**PROMPT:** Using the string "shortened" as the key, pull each matching line out of the records below.

DATASET EXCERPTS: Begin

PR #2744, opened 2026-03-18
Blob storage artifact-data keys, binary sanitizer, and observability stripping

mike-inkeep:
## Summary

Adds an artifact binary sanitizer that offloads inline binary data (images, files) embedded in artifact payloads to blob storage, and strips those payloads from observability spans before they reach the tracing backend. Also introduces a dedicated `artifact-data` storage key category, fixes Vercel file part mapping to use `url` instead of `text`, and adds `inlineExternalPdfUrlParts` to support downloading external PDF URLs as inline bytes.

## Key decisions

**Sanitizer runs at persist time, not at generation time.** Artifact data is sanitized when it is written to storage, so any consumer reading back blob URIs gets a stable reference. An alternative (sanitizing at read time) was not chosen because it would require every read path to do async work.

**Content-hash-based `artifact-data` storage keys.** The key structure is `v1/t_{tenantId}/artifact-data/p_{projectId}/a_{artifactId}/sha256-{hash}.{ext}`. Using a content hash means duplicate binary payloads within the same artifact are deduplicated automatically, and keys are deterministic without needing to generate UUIDs.

**`stripBinaryDataForObservability` is synchronous and non-destructive.** Rather than uploading to blob storage before writing spans (which would add latency and an async dependency to the span-writing hot path), binary parts are replaced with a `[binary data ~N bytes, mimeType: X]` placeholder. This keeps span sizes small without blocking.

**`inlineExternalPdfUrlParts` fetches PDFs before the upload pipeline.** Previously, external PDF URIs in `file` parts were explicitly blocked. This helper downloads them early (in `buildPersistedMessageContent`) and converts to inline `bytes` so the rest of the upload pipeline can process them uniformly.

## Manual QA

### DIFF
--- a/agents-api/src/domains/run/services/blob-storage/artifact-binary-sanitizer.ts
+++ b/agents-api/src/domains/run/services/blob-storage/artifact-binary-sanitizer.ts
@@ -28,7 +28,6 @@ function isInlineBinaryPart(value: unknown): value is InlineBinaryPart {
   return (
     (v.type === 'image' || v.type === 'file') &&
     typeof v.data === 'string' &&
-    v.data.length > 1 &&
     !isBlobUri(v.data) &&
     !v.data.startsWith('http')
   );


tim-inkeep:
@mike-inkeep does this only find binary data within artifacts that have been saved? what about the artifacts themselves being moved to blob storage?

mike-inkeep:
closing in favor of https://github.com/inkeep/agents/pull/2745

PR #2745, opened 2026-03-18
feat(artifacts): binary attachment artifacts and blob-backed artifact hydration

mike-inkeep:
## Summary

  - Registers uploaded user files and binary tool outputs as `binary_attachment` artifacts in the ledger, enabling the conversation history and artifact service to track binary blobs by reference instead of inline.
  - Hydrates blob-backed artifacts on demand when the agent calls `get_reference_artifact`, downloading the binary from storage and returning it as a model-consumable `file` content part (image or file data/URL). Falls back to metadata-only if the download fails.
  - Adds MCP `file` content type support in tool result processing for both model input and conversation history (data + URL variants, images routed as `image-data`/`image-url`).
  - Strips inline binary payloads (base64 blobs) from observability traces, logs, and token estimation to prevent bloat and accidental data leakage into telemetry.

  ## Key decisions

  **Attachment artifact IDs are deterministic when possible.** IDs are derived from the SHA-256 content hash embedded in the blob URI (`attachment_{messageId}_{hash}`), falling back to a positional suffix. This means re-uploads of identical files converge to the same artifact ID within a message.

  **Hydration is on-demand, not eager.** Binary content is only downloaded from blob storage when the agent explicitly calls `get_reference_artifact`. Storing and streaming raw binary data eagerly through every pipeline stage would be expensive and unnecessary in most turns.

  **`get_reference_artifact` is wrapped with `wrapToolWithStreaming` for `toModelOutput` only.** Wrapping is required so the AI SDK calls `toModelOutput` on the tool's return value, which converts blob-backed binary content into multimodal `file`/`image` parts the model can consume.  Without this, the SDK falls back to plain JSON serialization and the model never sees the binary.  `get_reference_artifact` is classified as `isInternalToolForUi` so history persistence and session event recording are skipped — matching the pre-PR behavior and avoiding a wasteful download→re-upload round-trip for content already in blob storage.

  **Compressor waits for pending artifacts before querying.** A race existed where the compressor would look up newly-created artifacts before the async persistence path completed. `waitForPendingArtifacts()` (extracted from session cleanup) is now called before the DB read in `buildToolCallArtifactMap`.

  **Artifact retry logic simplified.** The counter-based `MAX_ARTIFACT_RETRIES` + error map approach was replaced with a single fixed-delay retry (`ARTIFACT_SAVE_RETRY_DELAY_MS = 3s`). The previous logic tracked errors across retries but didn't actually schedule retries — it just incremented a counter and logged.

  **Cumulative summary artifact lookup fixed.** The summary map was keyed by `toolCallId` but looked up by `artifactId` when refreshing names/descriptions. The key is now `artifactId` throughout.

  ## Manual QA


agents-api/src/domains/run/agents/tools/default-tools.ts
```diff
@@ -133,7 +237,13 @@ export async function getDefaultTools(
 
   const compressionConfig = getModelAwareCompressionConfig();
   if ((await agentHasArtifactComponents(ctx)) || compressionConfig.enabled) {
-    defaultTools.get_reference_artifact = getArtifactTools(ctx);
+    defaultTools.get_reference_artifact = wrapToolWithStreaming(
```
mike-inkeep, line 253: we are wrapping this so that it goes through to toModelOutput → buildToolResultForModelInput

agents-api/src/domains/run/agents/tools/tool-wrapper.ts
```diff
@@ -105,7 +106,10 @@ export function wrapToolWithStreaming(
       const isInternalTool =
         toolName.includes('save_tool_result') || toolName.startsWith('transfer_to_');
       const isInternalToolForUi =
-        isInternalTool || toolName.startsWith('delegate_to_') || toolName === 'load_skill';
+        isInternalTool ||
```
tim-inkeep, line 139: @mike-inkeep i think previously we had this showing up in the UI for traces, will this block it from appearing for traces? or just for the stream is that what we want? not sure but i can see the argument for hiding it

agents-api/src/domains/run/compression/BaseCompressor.ts
```diff
@@ -93,26 +120,32 @@ export abstract class BaseCompressor {
             total += this.estimateTokens(block.text || '');
           } else if (block.type === 'tool-call') {
```
tim-inkeep, line 126: how are compression summaries going to be comprehensive without binary payloads? will we have a description in their place to demonstrate what was there? is the artifact name and description going to be sufficient? It usually does not generate in-time before a compression result is created and used.

agents-api/src/domains/run/session/AgentSession.ts
```diff
@@ -647,29 +665,10 @@ export class AgentSession {
...
-          {
-            sessionId: this.sessionId,
-            pendingCount: this.pendingArtifacts.size,
-            pendingIds: Array.from(this.pendingArtifacts),
-          },
-          'Cleanup proceeding with pending artifacts still processing'
-        );
-      }
-    }
+    await this.waitForPendingArtifacts();
```
tim-inkeep, line 690: good abstraction

tim-inkeep (commented):
A few things I noticed here:

1. **`get_reference_artifact` in `isInternalToolForUi` hides it from traces**

   `isInternalToolForUi` currently affects both stream visibility and conversation history persistence. Adding `get_reference_artifact` there means it won’t show up in traces at all, not just in the user-facing chat stream.

   If the goal is to hide it from the UI but still keep it available for debugging, this probably needs a more granular flag.

2. **Compression summaries may lose useful context for binary artifacts**

   When compression replaces a tool result with a summary, it relies on the artifact’s `name` and `description`. But those are generated asynchronously in `processArtifact()`, and `waitForPendingArtifacts()` plus the DB refresh can happen before that work finishes.

   In that case, summaries for binary artifacts may fall back to raw metadata like filename / MIME type instead of something more meaningful.

3. **`createAttachmentArtifacts` errors can get swallowed**

   Right now file upload and artifact creation share the same `try/catch` in `buildPersistedMessageContent`. That means if upload succeeds but artifact creation fails later, for example due to a DB error, it gets handled the same way as a `FileSecurityError` and quietly falls back to text-only.

   The result is a file in blob storage with no artifact record, and the message gets saved as if there was never an attachment. Artifact creation failures should probably propagate instead of being grouped with file security failures.

4. **Artifacts can be orphaned if message creation fails**

   All three routes create artifacts inside `buildPersistedMessageContent` before calling `createMessage()`. If the message write fails after the artifacts are already persisted, those artifact rows end up pointing at a message that doesn’t exist.

   Not urgent, but this seems like it could slowly accumulate orphaned records over time.

5. **`executions.ts` is missing file-specific error handling**

   `chat.ts` and `chatDataStream.ts` both have explicit handling for `FileSecurityError` and `PdfUrlIngestionError` around the attachment path. `executions.ts` now goes through the same file attachment flow, but doesn’t have equivalent handlers.

   That means a malicious file or bad PDF URL through this endpoint would likely surface as an unhandled 500 instead of a clean 400.

6. **No size guard when hydrating blob data in `get_reference_artifact`**

   `makeHydratedReferenceArtifactResult` downloads the full blob and base64-encodes it in memory without any size limit. For large stored files, that could create pretty significant memory pressure.

   Seems worth adding a size cap before downloading or hydrating.

agents-api/src/domains/run/agents/tools/default-tools.ts
```diff
@@ -1,19 +1,122 @@
...
+          type: 'text',
+          text: JSON.stringify(metadataContent),
+        },
+      ],
+    };
+  }
+
+  const storage = getBlobStorageProvider();
+  try {
+    const blob = await storage.download(fromBlobUri(artifactData.data.blobUri));
```
amikofalvy, line 61: @mike-inkeep with s3 and presigned urls, can we deliver certain types of files via the presigned url instead of having to download them and re-upload them?

agents-api/src/domains/run/compression/BaseCompressor.ts
mike-inkeep: I've updated it so that this is what's passed in for binary artifacts:
```
  [BINARY ATTACHMENT] read_image [ARTIFACT: attachment_msg1_abc123] "Tool attachment 1"
  Description: Binary file produced by tool (image/png)
  mimeType: image/png, binaryType: image, filename: photo.png
```
That way the distillation LLM now knows what the file was, what format it's in, and can reference it by ID without ever touching the binary payload.

agents-api/src/domains/run/agents/tools/tool-wrapper.ts
mike-inkeep: @tim-inkeep Just updated this code. It'll appear in traces in the UI and in otel, and it'll persist to conversation history. I've set it to not show a UI block in the main chat widget.

mike-inkeep:
@tim-inkeep I've addressed 1 and 2, see my inline comments above. For the rest:

1. createAttachmentArtifacts errors can get swallowed

These are two steps that are both necessary to persist an artifact (write to blob and write to DB). If either fails then we drop the binary part and just return the text part. We do this instead of throwing because any tool call may return binary data at any time, and we want to make a best effort at persisting it to artifact, without blowing up that generation step if it fails.


2. Artifacts can be orphaned if message creation fails

Ditto. This is fine


3. executions.ts is missing file-specific error handling

Same as above. Tool calls returning bad binary data should not blow up the entire generation. We just drop them silently.


4. No size guard when hydrating blob data in get_reference_artifact

We do a size guard when uploading. Anything that made it into blob storage should be considered safe-ish.

PR #2754, opened 2026-03-18
Resolve sentinel refs before tool execution

mike-inkeep:
The AI SDK validates tool args against the tool schema **before** `execute()` is called, so the `$tool`/`$artifact`/`$path` sentinel keys are rejected before `resolveArgs` can replace them with real data.

1. Model outputs `image_info({ image: { $tool: "...", $path: "..." } })`
2. AI SDK validates this against the MCP-derived Zod schema (`z.object({ data: z.string(), mimeType: z.string() })`) — **fails** because `data` and `mimeType` are missing
3. AI SDK throws `InvalidToolInputError`, catches it internally, and marks the tool call as `invalid: true`

The tool chaining sentinel keys (`$tool`, `$path`, `$artifact`) are **never resolved** because the AI SDK validates tool args **before** calling `execute()`. The model's raw JSON `{ $tool: "..." }` fails schema validation and `execute()` (where `resolveArgs` lives) is never reached. The reference resolution system works correctly — it's just never invoked.

**What was changed:**
1. Use the AI SDK's `repairToolCall` callback to resolve references during the repair phase
2. **`imageInputSchema`**: Removed unnecessary `encoding` field — still a good cleanup but not the root cause

### DIFF
--- a/agents-api/src/domains/run/agents/generation/__tests__/ai-sdk-callbacks.test.ts
+++ b/agents-api/src/domains/run/agents/generation/__tests__/ai-sdk-callbacks.test.ts
@@ -1,8 +1,9 @@
 import { beforeEach, describe, expect, it, vi } from 'vitest';
-import { handlePrepareStepCompression } from '../ai-sdk-callbacks';
+import { agentSessionManager } from '../../../session/AgentSession';
+import { createRepairToolCallHandler, handlePrepareStepCompression } from '../ai-sdk-callbacks';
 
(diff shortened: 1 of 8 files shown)


tim-inkeep:
@mike-inkeep, how does the resolution fail validation because of sentinel keys yet is able to tool chain other items? Shouldnt all tool chainings be validated as well and have same error? If its image specific should we just update the image servers for what argument they receive?

mike-inkeep:
closing in favor of a different approach in an upcoming PR

PR #2756, opened 2026-03-18
fix: treat load_skill as internal tool to suppress false-positive Sentry errors

anubra266:
## Summary

- `load_skill` was being treated as a regular user-visible tool, so `wrapToolWithStreaming` emitted `tool_call`/`tool_result` graph events for it — but with no `relationshipId`, causing the graph animator in `use-animate-graph.ts` to fire a Sentry error on every skill load
- Fix: add `load_skill` to `isInternalToolForUi` alongside `transfer_to_*` and `delegate_to_*` — suppresses chat streaming events (input start/delta/output) and graph session events, matching other internal orchestration tools

Closes PRD-6271

### DIFF
--- a/agents-api/src/domains/run/agents/tools/default-tools.ts
+++ b/agents-api/src/domains/run/agents/tools/default-tools.ts
@@ -127,8 +127,7 @@ export async function getDefaultTools(
       'load_skill',
       createLoadSkillTool(ctx),
       streamRequestId,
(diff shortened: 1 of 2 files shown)


amikofalvy:
@claude Are there other such tools that can benefit from this pattern? How can we prevent this relationshipId issue from occurring again in the future?

PR #2793, opened 2026-03-20
reuse `useProjectsQuery` instead of `fetchProjectsAction` in `useEffect`

dimaMachina:


dimaMachina:
@claude --review and add a changeset

PR #2798, opened 2026-03-23
fix:removed tooltip provider at the root and used at the place wherever we are using the tooltip

### LINKED ISSUE #2786: [Performance] "New Scheduled Trigger" dialog causes severe FPS drops (5-7 FPS) due to background polling in table
## Problem
The "New Scheduled Trigger" dialog causes severe FPS drops (5-7 FPS) when opened, due to background polling firing every 3 seconds and re-rendering the dialog internals.

**Please check this Attached Video**
https://github.com/user-attachments/assets/23fda2fe-836f-478f-89d2-e1a8e176ad50

## Environment
- **Page:** `/{tenantId}/projects/{projectId}/triggers`
- **Machine:** Ubuntu, 32GB RAM, 16 CPU cores
- **Polling interval:** 3000ms
- **Tool used:** [[React Scan](https://github.com/aidenybai/react-scan)](https://github.com/aidenybai/react-scan) for detecting re-renders and FPS drops

## Steps to reproduce
1. Go to Triggers page with at least 1 scheduled trigger
2. Click "+ New Scheduled Trigger" to open the dialog
3. Wait 3 seconds for background poll to fire
4. Observe immediate FPS drop — no further interaction needed

## Observed via React Scan
- FPS drops to **5-7** every 3 seconds while dialog is open
- `Primitive.div` → **344ms** per re-render
- `Button` → **364ms** per re-render
- **7x FPS drops** recorded
- When dialog is closed, same polling fires with much less impact

## Expected
Opening the dialog should have no impact on background polling performance. Re-renders should stay under 16ms to maintain 60 FPS.

RajuGangitla:
Fixes #2786 

TooltipProvider was being mounted at the root level inside SidebarProvider, wrapping the entire app. Moved it to each individual Tooltip usage following the official shadcn/ui pattern. This avoids a single global provider re-rendering unnecessarily and aligns with the shadcn component guidelines.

DATASET EXCERPTS: End

**RESPONSE TO THIS TASK:**
(diff shortened: 1 of 8 files shown)
(diff shortened: 1 of 2 files shown)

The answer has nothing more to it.